Try it: Search the records for the string "specific" and copy every line where it turns up.

Given data:
BEGIN
PR #2473, opened 2026-03-07
fix: namespace tmux sockets by town path hash (GH #761)

### LINKED ISSUE #761: gt down kills services from other towns due to non-namespaced tmux sessions
## Summary

Running `gt down` in one town directory kills services belonging to a different town running in a separate directory. Towns should be isolated from each other, but the current implementation uses global tmux session names that collide across installations.

## Steps to Reproduce

1. Initialize two separate gt towns in different directories (e.g., `~/town-a/` and `~/town-b/`)
2. Start services in town-b: `cd ~/town-b && gt mayor start`
3. From town-a, run: `cd ~/town-a && gt down`
4. Observe that town-b's mayor session is killed

## Expected Behavior

`gt down` should only stop services belonging to the current town. Each town should operate in complete isolation.

## Actual Behavior

`gt down` stops services from all towns because tmux session names use generic prefixes (`hq-mayor`, `gt-<rig>-refinery`, etc.) without any town-specific namespace.

## Root Cause

Tmux session names appear to use fixed prefixes like:
- `hq-mayor`
- `hq-deacon`
- `gt-<rig_name>-refinery`
- `gt-<rig_name>-witness`

These names are not scoped to the specific town directory, so commands like `gt down` match and kill sessions from any town on the system.

## Suggested Fix

Namespace tmux sessions by town, using either:
1. The town name from config: `gt-<town_name>-mayor`
2. A hash of the town's absolute path: `gt-a1b2c3-mayor`
3. Some other unique town identifier

This would ensure `gt down` only targets sessions belonging to the current town.

DreadPirateRobertz:
## Summary

- Tmux socket names now include a short hash of the canonical town path (e.g., `gt-a1b2c3` instead of just `gt`), ensuring two towns with the same directory basename get isolated tmux servers
- `gt down` adds legacy cleanup for sessions orphaned on the old basename-only socket during migration
- Fixed stale `--nuke` warning message that incorrectly stated all towns share a socket

Closes #761

## Test plan

- [x] `TestTownSocketName` — verifies basename+hash format, determinism, and uniqueness for same-basename dirs
- [x] `TestInitRegistry_SocketFromTownName` — updated to verify prefix format and added same-basename uniqueness test
- [x] `TestLegacySocketName` — verifies old format for migration cleanup
- [x] `TestSanitizeTownName` — existing tests still pass
- [x] Full `go build ./...` and `go vet` clean

### DIFF
--- a/internal/cmd/down.go
+++ b/internal/cmd/down.go
@@ -258,20 +258,28 @@ func runDown(cmd *cobra.Command, args []string) error {
 		}
 	}
 
-	// Phase 4c: Clean up legacy "default" socket sessions.
-	// Old binaries created sessions on the "default" tmux socket. After
-	// transitioning to a per-town socket (e.g., "gt"), those ghost sessions
-	// persist and cause split-brain: the daemon sees them on "gt" but tools
-	// querying bare tmux see (or miss) them on "default".
+	// Phase 4c: Clean up legacy socket sessions.
+	// Old binaries created sessions on the "default" tmux socket or on the
+	// basename-only socket (e.g., "gt" instead of "gt-a1b2c3"). After
+	// transitioning to path-hashed sockets, ghost sessions on old sockets
+	// persist and cause split-brain.
 	if !downDryRun {
 		cleaned := cleanupLegacyDefaultSocket()
 		if cleaned > 0 {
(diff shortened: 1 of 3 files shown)


steveyegge:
END
Answer space:
`gt down` stops services from all towns because tmux session names use generic prefixes (`hq-mayor`, `gt-<rig>-refinery`, etc.) without any town-specific namespace.
These names are not scoped to the specific town directory, so commands like `gt down` match and kill sessions from any town on the system.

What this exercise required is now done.